Derek Taylor

Personal information
- Full name: Derek John Somerset Taylor
- Born: 12 November 1942 (age 83) Amersham, Buckinghamshire, England
- Batting: Right-handed
- Role: Wicket-keeper
- Relations: Mike Taylor (twin brother)

Domestic team information
- 1961–1963: Buckinghamshire
- 1966–1969: Surrey
- 1970–1982: Somerset
- 1970/71–1971/72: Griqualand West
- First-class debut: 15 June 1966 Surrey v Cambridge University
- Last First-class: 11 September 1982 Somerset v Lancashire
- List A debut: 22 June 1966 Surrey v Hampshire
- Last List A: 12 September 1982 Somerset v Lancashire

Career statistics
| Competition | First-class | List A |
| Matches | 302 | 265 |
| Runs scored | 7,404 | 2,091 |
| Batting average | 22.78 | 19.72 |
| 100s/50s | 4/30 | 0/4 |
| Top score | 179 | 93 |
| Balls bowled | 0 | – |
| Wickets | – | – |
| Bowling average | – | – |
| 5 wickets in innings | – | – |
| 10 wickets in match | – | – |
| Best bowling | – | – |
| Catches/stumpings | 622/84 | 236/43 |
- Source: ESPNcricinfo, 27 July 2020

= Derek Taylor (cricketer) =

English cricketer (born 1942)

Derek John Somerset Taylor (born 12 November 1942) is a former English cricketer who played for Somerset, Surrey and Griqualand West as a wicket-keeper batsman.

Taylor's twin brother Mike Taylor played for Nottinghamshire and Hampshire.

== Career ==
Taylor holds the record for the most dismissals in a List A cricket match, tied with Steve Palframan and Jamie Pipe, having taken eight catches in a 1982 game against British Universities.

Starting with Amersham Hill CC, Chesham CC, and the Buckinghamshire Young Amateurs, Derek then played for Buckinghamshire in the Minor Counties before turning professional with Surrey in 1964.
He spent six seasons at the oval, mainly in the 2nd eleven, winning the Championship twice and gaining his County Cap in 1969 against New Zealand.

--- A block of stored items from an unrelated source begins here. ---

PR #84, opened 2020-01-07
moac accepts a new parameter from storage class - # of replicas

jkryl:
Storage class parameters section may contain a new "repl" key with
string value which is supposed to be a number for now. moac will
create as many replicas of nexus as specified by this count (one local
running on the same node as nexus and the rest remote using nvmf
protocol). Note that this does not impact the IO protocol for
nexus device itself which still uses NBD.

This is just the first part of the support for multiple replicas.
To finalize the feature we need to come up with custom resource(s)
representing the replica/nexus configuration in k8s's etcd. Relying
just on CSI methods is not sufficient.


gila:
Great demo @jkryl

PR #88, opened 2020-01-08
Utility for monitoring mayastor IOPS using influxdb and grafana.

jkryl:
This is the grafana work I did today for the demo. The code was taken from the old mayastor repo and it was polished to catch up with the changes in mayastor. One change though is that all the source code for the monitoring is kept aside from the rest of the mayastor code in `monitor` subdirectory (source code, docker file, k8s deployment file, configuration files, ...). It is not part of the product. Though it is generally useful when we want to present the mayastor to others.

### DIFF
--- a/monitor/Dockerfile
+++ b/monitor/Dockerfile
@@ -1,0 +1,9 @@
+FROM node:10
+
+RUN mkdir /monitor
+WORKDIR /monitor
+COPY package*.json ./
+RUN npm install
+COPY *.js /monitor/
+
+ENTRYPOINT ["/monitor/index.js"]
--- a/monitor/README.md
+++ b/monitor/README.md
@@ -1,0 +1,51 @@
+# Monitoring extension for MayaStor
+
+It consists of monitor script written in NodeJS, which continuously
+retrieves stats data from moac REST API server and saves them to
+influxDB. From there the data can be taken and displayed by Grafana.
+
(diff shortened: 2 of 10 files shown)


richardelling:
I'll not comment on the code itself, other than to say a quick scan didn't show any obvious problems.

However, going forward, it is easier to write or configure an agent for an aggregator, like telegraf, and have that handle forwarding the metrics to influxdb, prometheus, or whatever. If the metrics themselves are easily grokked from an API call, then it could just be a simple matter of configuring 
the inputs.httpjson agent for telegraf.

gila:
@richardelling , Thanks for the suggestions, telegraf seems very useful for collection not just CSI volume metrics, will keep that on the list to look into for sure!

jkryl:
@richardelling : thanks for your comment! That looks like exactly what we need.

I will close this PR and eventually submit a new one with telegraf. I will do changes to our HTTP server to make the format of json data telegraf-friendly and create deployment yaml for telegraf. IMHO that's what mayastor should provide. Users are then free to choose what database and what graphing tool they want to use. That said it would be nice if we had something basic & simple in the repo for displaying the stats. Not sure if influxdb + grafana is the best choice. It's open for comments.

richardelling:
@jkryl there are several options to implement metrics, perhaps we can open a discussion on slack (NB, I don't see you in the contributor's channel) or email... issues don't work well for these discussions.

PR #233, opened 2020-05-14
Reformat and update the Quickstart Guide

GlennBullingham:
Rework the structure of the Quickstart guide:

1. Prioritise Storage Node configuration ahead of deploying mayastor on the cluster
2. Provide a definition of what a Storage Node is, within the context of mayastor
3. Update tested platforms with AKS information
4. Update example commands given for checking and setting 2MB huge page support.
        (sudo tee now used as this works on AKS)
5. Update example commands given for creating storage classes, to clearly identify the transport
       (ie. nbd vs iscsi)

Also, remove reference to NVME_TCP module in "Requirements" section as this isn't supported by the CSI driver in this release

### DIFF
--- a/doc/quick.md
+++ b/doc/quick.md
@@ -7,7 +7,7 @@ This quickstart guide has been tested against the following platforms and config
 - Microsoft Azure Kubernetes Service (AKS)
     - k8s version 1.16.7
     - Ubuntu 16.04.6 LTS (GNU/Linux 4.15.0-1077-azure x86_64)
-    - not tested with scale-sets
+    - Not tested with scale-sets
 
     > AKS is not currently recommended for use with Mayastor in production owing to the need, at this time, to make configuration changes to worker nodes which are not readily compatible with upgrades or autoscaling behavior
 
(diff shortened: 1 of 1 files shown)


GlennBullingham:
@blaisedias We came to consensus on (ie. Jeffry told us) the correct capitalisation for Mayastor quite some time ago.  If there are any camel case instances now then they have been left in by myself in error, and I'll correct them.

doc/quick.md
```diff
@@ -62,49 +52,90 @@ These steps have been tested on:
...
+
+    This change can be made persistent across reboots by adding the required value to `/etc/sysctl.conf`, thus:
+    ```
+    vm.nr_hugepages = 512
+    ```
+
+    > If you modify the huge page configuration of a node, you *must* restart the kubelet or reboot the node
+    
+
+2.  Load the NBD and XFS kernel modules (if not already loaded).
```
gila, line 70: This step is not mandatory actually. Only if you want to use nbd, nbd should be loaded and -- XFS is optional but i recommond using XFS. Should make this step optinal?

GlennBullingham: If loading XFS is optional but recommended, can I ask what the basis of that recommendation is?  What's the potential benefit of loading it and does it apply only in specific circumstances?

PR #234, opened 2020-05-15
nexus: address child sizing mismatches

tiagolobocastro:
When a child fails to be added due to a different block size or invalid
size the returned error does not use the name form the bdev which is
now destroyed.

When adding a new child the size of the child has to be larger than the
minimum required.

The nexus bdev now takes into account the requested size when it was
created rather than just looking at its children sizes.
At the moment new children need to be as large as the smallest child,
this is due to the partition being done in relation to the smallest
child. We might want to consider doing it in relation to the nexus size
+ metadata.

Resolves CAS-247


tiagolobocastro:
Pushed another bug fix pointed by @cjones1024, thank you :+1:

gila:
@cjones1024 as you've reviewed it can you then also approve it if you think it is ready to go in?

PR #235, opened 2020-05-15
CAS-174 Create initial framework for persisting metadata to MayaMeta partition

cjones1024:
Initial design of basic framework for persisting metadata to the first disk partition reserved for this purpose.

This is a new PR that obsoletes #215, and changes have been made to address review comments in the former. In doing so the code has been reorganised somewhat. In particular, in order to avoid circular references in the snafu error definitions, the probe_xxx() functions have been moved from nexus_child.rs to nexus_label.rs and nexus_metadata.rs respectively.


mayastor/src/bdev/nexus/nexus_label.rs
```diff
@@ -462,7 +496,9 @@ impl GPTHeader {
             deserialize_from(&mut reader).context(DeserializeError {})?;
 
         if gpt.header_size != 92 {
-            return Err(LabelError::GptHeaderSize {});
+            return Err(LabelError::GptHeaderSize {
+                size: 92,
```
gila, line 500: would we want to say here that the expected size (92) is not the gpt.header_size?

mayastor/src/bdev/nexus/nexus_metadata.rs
```diff
@@ -0,0 +1,828 @@
...
+//!    });
+//!    let now = SystemTime::now();
+//!    let child = &mut nexus.children[0];
+//!    let mut metadata = child.create_metadata().await?;
+//!    child.append_config_object(&mut metadata, &config, &now).await?;
+//!
+//! Sample code to retrieve the latest config object from an existing index:
+//!
+//!    let metadata = child.get_metadata().await?;
+//!    let config = child.get_latest_config_object(&metadata).await?;
```
gila, line 30: :+1:

mayastor/src/bdev/nexus/nexus_metadata.rs
```diff
@@ -0,0 +1,828 @@
...
+    /// MetaDataHeader)
+    pub data_start: u64,
+    /// Location of last data block (relative to self_lba in the
+    /// MetaDataHeader)
+    pub data_end: u64,
+}
+
+impl MetaDataIndexEntry {
+    /// Convert a slice into an index array
+    pub fn from_slice(
```
gila, line 229: tip, these days rust has this: https://doc.rust-lang.org/std/convert/trait.TryFrom.html

The difference here is that the commonly known Trait from<T> for U -- can not fail, as it simply returns U. TryFrom, returns a Result<U, E> which means that it can try but is allowed to fail. 

so you *COULD* impl TryFrom for this but in the near future somewhere :)

mayastor/src/bdev/nexus/nexus_metadata.rs
```diff
@@ -0,0 +1,828 @@
...
+
+#[derive(Debug, PartialEq, Default, Clone)]
+pub struct NexusMetaData {
+    pub header: MetaDataHeader,
+    pub index: Vec<MetaDataIndexEntry>,
+}
+
+impl NexusMetaData {
+    /// Construct a MetaDataHeader from raw data
+    fn read_header(buf: &DmaBuf) -> Result<MetaDataHeader, MetaDataError> {
```
gila, line 261: nit; when I read the function name I assume it "reads" from disk, but its already read from disk as its int he DmaBuf...

mayastor/src/bdev/nexus/nexus_metadata.rs
```diff
@@ -0,0 +1,828 @@
...
+        MetaDataHeader::from_slice(buf.as_slice())
+    }
+
+    /// Construct index array from raw data
+    fn read_index(
```
gila, line 266: ... same here, its not wrong fo sure, but all these functions convert "from A to B" -- with a Result<> it has TryFrom written all over it :)

mayastor/tests/nexus_metadata.rs
```diff
@@ -0,0 +1,127 @@
...
+
+const DISKNAME: &str = "/tmp/disk1.img";
+const BDEVNAME: &str = "aio:///tmp/disk1.img?blk_size=512";
+
+pub mod common;
+
+#[test]
+fn get_metadata() {
+    common::mayastor_test_init();
+    let output = Command::new("truncate")
```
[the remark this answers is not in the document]
cjones1024: will leave for now as really should do this for the other tests as well

mayastor/src/bdev/nexus/nexus_child.rs
```diff
@@ -33,40 +25,21 @@ pub enum ChildError {
...
-    #[snafu(display("Failed to read partition table from child"))]
-    PartitionTableRead { source: ChildIoError },
-    #[snafu(display("Partition table is invalid"))]
-    PartitionTableInvalid { source: LabelError },
 }
 
 #[derive(Debug, Snafu)]
 pub enum ChildIoError {
-    #[snafu(display("Error writing to {}", name))]
+    #[snafu(display("Error writing to {}: {}", name, source))]
```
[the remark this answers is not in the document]
cjones1024: Actually you do need the source here explicitly if you want its message to be included. And rust will definitely complain if the number of "{}" specifiers does not match the number of arguments. What is true is that you do not need to set the "source" field explicitly when you are creating a "context" for this error as snafu will automatically do that for you.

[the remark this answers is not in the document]
tiagolobocastro: Actually you don't strictly need to... what I meant was not adding the {} as well as the source.

The created error will indeed have the source information as the snafu ext does this for you. But extra information might not included in the default Display trait, you'd have to extend it. You need however to unwind the error chain when printing errors which we do on rpc/grpc code... yes it's a bit messy what happens when there are sources in the display message (not just because of your code) is that some rpc errors end up with duplicated messages, eg:
Error: RpcError { code: InternalError, msg: "Failed to write label of nexus nexus-be8d0ecf-ed31-497e-a554-56c47d401b4c: Write error: **Invalid descriptor for child bdev aio:///dev/ram0: Invalid descriptor for child bdev aio:///dev/ram0"** }

So we might need to remove the sources from all messages, or add them to all.  @gila  any thoughts?

PR #241, opened 2020-05-20
CAS-214: Add support to lock/unlock LBA ranges

paulyoong:
- Provide the ability to lock/unlock LBA ranges when rebuilding a segment.
- Temporarily change the Docker build image that is used so that we can use the SPDK changes to support the locking/unlocking.
- Additional sleeps have been introduced in various test cases to allow time for the rebuild operations to take effect. The locking/unlocking seems to have affected the test timings somewhat.


.github/workflows/build.yaml
```diff
@@ -12,7 +12,7 @@ jobs:
     runs-on: self-hosted
     timeout-minutes: 20
     container:
-      image: docker.io/mayadata/ms-buildenv:nix
+      image: docker.io/teamrebuild/ms-buildenv:spdk-changes
```
gila, line 15: You are creating a lot of work for yourselves this way. I’m fine with it, just saying that merging all of this back is not going to be trivial.

mayastor/src/core/descriptor.rs
```diff
@@ -109,3 +166,41 @@ impl Debug for Descriptor {
         )
     }
 }
+
+extern "C" fn spdk_range_cb(
```
gila, line 170: I think we can use the cb handlers for this in the ffihelper.rs ?

mayastor/src/replicas/rebuild/rebuild_impl.rs
```diff
@@ -205,6 +213,17 @@ impl RebuildJob {
             &mut self.tasks.buffers[id as usize]
         };
 
+        let len = copy_buffer.len() as u64 / self.block_size;
+        let mut ctx = RangeContext::new(blk, len, self.nexus_channel.clone());
+
+        self.nexus_descriptor
+            .lock_lba_range(&mut ctx)
```
gila, line 220: If we need to hold on to the context where are going to put it?

mayastor/src/core/descriptor.rs
```diff
@@ -109,3 +166,41 @@ impl Debug for Descriptor {
...
+        }
+    }
+}
+
+/// Store the context for calls to lock_lba_range and unlock_lba_range.
+/// Corresponding lock/unlock calls require the same context to be used.
+pub struct RangeContext {
+    pub offset: u64,
+    pub len: u64,
+    io_channel: Arc<IoChannel>,
```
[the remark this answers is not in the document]
paulyoong: Everything that is saved in the context is there to ensure that the parameters passed to the bdev_lock_lba_range function match those passed to the bdev_unlock_lba_range. 

The unlock expects all the parameters to match the corresponding lock; if not it returns an error.

.github/workflows/build.yaml
paulyoong: This is meant to be temporary until we update the SPDK version. It was the best way we could think of to get the build to pass.

mayastor/src/core/descriptor.rs
paulyoong: The problem with the cb handlers was that they create a new oneshot sender. As mentioned above, the unlock expects the same parameters as the lock, so this would cause the unlock to return an error.

mayastor/src/replicas/rebuild/rebuild_impl.rs
paulyoong: The ctx is only required for the duration of the copy. Once the unlock is called on line 241 we no longer require it.

mayastor/src/core/descriptor.rs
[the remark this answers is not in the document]
paulyoong: I used Arc<> here because multiple rebuild jobs can be running concurrently and using the same channel. This was primarily to prevent a channel having to be created each time a rebuild job runs.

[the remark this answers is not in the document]
gila: I think what it asserted is that the pointer address is still the same, and it is not deep comparing bit for bit that what there during lock is there for unlock? 

If you hold onto the RangeContext, the fact that you hold onto it as you need it later implies that it is not dropped. The Arc<> keeps a reference count (atomic) to the channel, such that when nobody is using it its get dropped automatically (i.e garbage collected). 

Also, Arc<> implies that the channel is used by multiple different cores, we should never share channels across cores.

mayastor/src/core/descriptor.rs
gila: I think here I might indeed not fully get it but:

the callback here has a fixed address with the code, it by definition always lives on the same address. So it seems to be the case that the void *ctx needs to be point to the same thing, what is _in_ the thing is not something that it cares about, right?

mayastor/src/replicas/rebuild/rebuild_impl.rs
gila: Right, but where we do we store for the duration of the lock?

PR #242, opened 2020-05-21
CAS-284 import device traversal code

gila:
This code is based on older device inventory code. We dont need the
inventory bits, but this code allows us to lookup a device based in the
storage URI's such that we can find devices based on the UUIDs.


devinfo/src/block_device.rs
```diff
@@ -0,0 +1,114 @@
...
+
+        let uuid = Uuid::parse_str(nq[1]).map_err(|e| NqnInvalid {
+            value: format!("the UUID is invalid {}", e.to_string()),
+        })?;
+
+        match value.scheme() {
+            "iscsi" => Ok(BlkDev::Scsi(uuid)),
+            "nvmf" => Ok(BlkDev::Nvmf(uuid)),
+            _ => Err(DevInfoError::NotSupported {
+                value: "".to_string(),
```
paulyoong, line 68: Should we return the scheme that isn't supported here?

devinfo/src/lib.rs
```diff
@@ -0,0 +1,34 @@
...
+mod block_device;
+use snafu::Snafu;
+
+#[derive(Debug, Snafu)]
+pub enum DevInfoError {
+    #[snafu(display("Device {} not found", path))]
+    NotFound { path: String },
+    #[snafu(display("Failed to parse value {}", value))]
+    ParseError { value: String },
+    #[snafu(display(" Name qualifier invalid {} ", value))]
```
paulyoong, line 13: Erroneous space before "Name"

gila: :+1:

devinfo/src/block_device.rs
gila: Thanks! fixed :+1:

In 1970, Derek joined Somerset, where he played for 13 years. His accomplishments there included four one-day titles, including three wins at Lords, guiding Somerset to victory over the Australians for the first time at Bath in Brian Close's absence, a career best 179 at St Helens, Swansea including the then fourth wicket record for Somerset, and the record eight catches in 1982 for List A cricket.